- [DATASET CONTENT]:
PR #1453, opened 2026-09-17
Fix trips-for-route block index leakage

### LINKED ISSUE #1443: trips-for-route: blocks with no trips on the route leak in via block_trip_index
## Summary

`trips-for-route` returns blocks that have no trips on the requested route. Blocks are selected through `block_trip_index`, and one index can mix blocks from many routes. `GetBlocksForBlockTripIndexIDs` then returns every block in those indices that has *any* trip overlapping the time window, whatever route that trip is on.

## Current behaviour

`trips-for-route/1_100001.json?time=1789398000000` (08:00 local; window 07:30–08:10). Java returns 7 entries and Maglev returns 15. Eight of Maglev's entries come from blocks with **zero** trips on route 1 that day:

| Block | Trips on route `100001` | Active trip Maglev reports |
|---|---|---|
| 8222240 | 0 | `788759691`, route 13, 07:36–08:09 |
| 8222275 | 0 | `788759211`, route 13, 07:46–08:03 |
| 8230854 | 0 | `840044161`, route 62, 07:53–09:05 |
| 8230855 | 0 | `800855061`, route 62 |
| 8230860 | 0 | `800855001`, route 62 |
| 8230861 | 0 | `800855081`, route 62 |
| 8230925 | 0 | `721367971`, route 62, 07:15–08:20 |
| 8230973 | 0 | `800855091`, route 62 |
| 8232336 | 0 | `801594011`, route 70, 07:29–08:07 |

The cause, reproduced directly against the Maglev database:
- `GetBlockTripIndexIDsForRoute('100001', active services)` returns 3 index IDs.
- One of them, index `520` (key `151056|1530`), contains 54 blocks serving routes 1, 2, 13, 62, 70 and `100219`.
- `GetBlocksForBlockTripIndexIDs` filters on `t.max_departure_time`/`t.min_arrival_time` for *any* trip in those indices, so every block above is selected (18 blocks in total).

Route 8 (`1_100275`) shows the same pattern: block `8230879`, which only runs route 48, appears in Maglev but not Java.

## Spec requirement

[trips-for-route](https://github.com/OneBusAway/maglev/wiki/trips-for-route), Main Success Scenario step 2:

> The server resolves the route ID and looks up all vehicle blocks that have at least one trip on that route active within the window spanning 30 minutes before and 10 minutes after the query time.

In Java, [`BlockStatusServiceImpl.java#L182-L188`](https://github.com/OneBusAway/onebusaway-application-modules/blob/095bf1ac3aeb7009b9f78e7f1cb4c65bd38b988a/onebusaway-transit-data-federation/src/main/java/org/onebusaway/transit_data_federation/impl/blocks/BlockStatusServiceImpl.java#L182-L188) and Java's `BlockTripIndex` only group blocks that share the same trip sequence, so the time check runs against trips on the route.

## Acceptance criteria

- [ ] A block is selected only if it has a trip on the requested route that's active in the window
- [ ] The example above returns no entries for the eight blocks listed
- [ ] Interlined blocks, whose route trip is in the window but whose *active* trip is on another route, are still returned. That's a documented, intentional behaviour.
- [ ] A test with two routes sharing one `block_trip_index` asserts the other route's blocks don't leak in

## Scope note

The opposite problem, blocks Java returns and Maglev drops, has a different cause and is tracked in #1444. Check whether `GetTripsByBlockTripIndexIDs` in other handlers has the same leak.

Spec review: #1050

soumajitgh:
## Summary

- require a requested-route trip to overlap the query window before selecting its block
- preserve interlined blocks whose active trip belongs to another route
- add regression coverage for unrelated routes sharing one `block_trip_index`

A block is excluded when all of its trips on the requested route fall outside the query window, even if another trip in that block is active. This matches Java's route-derived index intervals.

The existing cross-day fixture now keeps its requested-route trip inside the documented window, so it continues testing service-day resolution without depending on the leaked-block behavior.

## Testing

- `make test`
- `go fmt ./...`

Closes #1443

## Summary by CodeRabbit

- **Bug Fixes**
  - Fixed route-based trip searches returning unrelated blocks that shared the same block-trip index.
  - Trips-for-route results now include only blocks containing trips for the requested route, across current and previous service days.

- **Tests**
  - Added coverage for shared block-trip indexes and cross-day block reuse scenarios.


soumajitgh:
@coderabbitai review

omlahore:
I checked main's test file against this branch and TestTripsForRouteHandler_ReusedBlockIDAcrossDays comes back with 0 entries, which I guess is why tfr-yest-a moved into the window. So a block gets dropped now when its queried-route trip sits outside the window, even if another trip in it is active. I'd guess that's what Java does since the index intervals come from the route's trips, but it'd be worth a line in the description.

PR #142, opened 2015-10-06
Completely remove RAND_egd support

hasufell:
The EGD daemon is completely unmaintained and has not seen a release
since 13 years which is not an acceptable timeframe for cryptographic
software. It is not packaged in any linux distribution I know of
and definitely not in *BSD.

LibreSSL has already dropped support for RAND_egd

Also see http://sourceforge.net/projects/egd/files/egd/


lha:
thanks

hasufell:
thanks for the quick response

PR #144, opened 2015-10-26
roken: fix rename recursion due to macro

meffie:
rk_rename() function must not be redefined to rename() in rename.c, otherwise
the function becomes an infinite recursion.

### DIFF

- [EXERCISE BRIEF]:
Look above for the line with "trip is on." and the line with "## Current behaviour". Write out those two lines and all the lines between them, exactly, and no others.

- [SOLVED EXERCISE]:
`trips-for-route` returns blocks that have no trips on the requested route. Blocks are selected through `block_trip_index`, and one index can mix blocks from many routes. `GetBlocksForBlockTripIndexIDs` then returns every block in those indices that has *any* trip overlapping the time window, whatever route that trip is on.

## Current behaviour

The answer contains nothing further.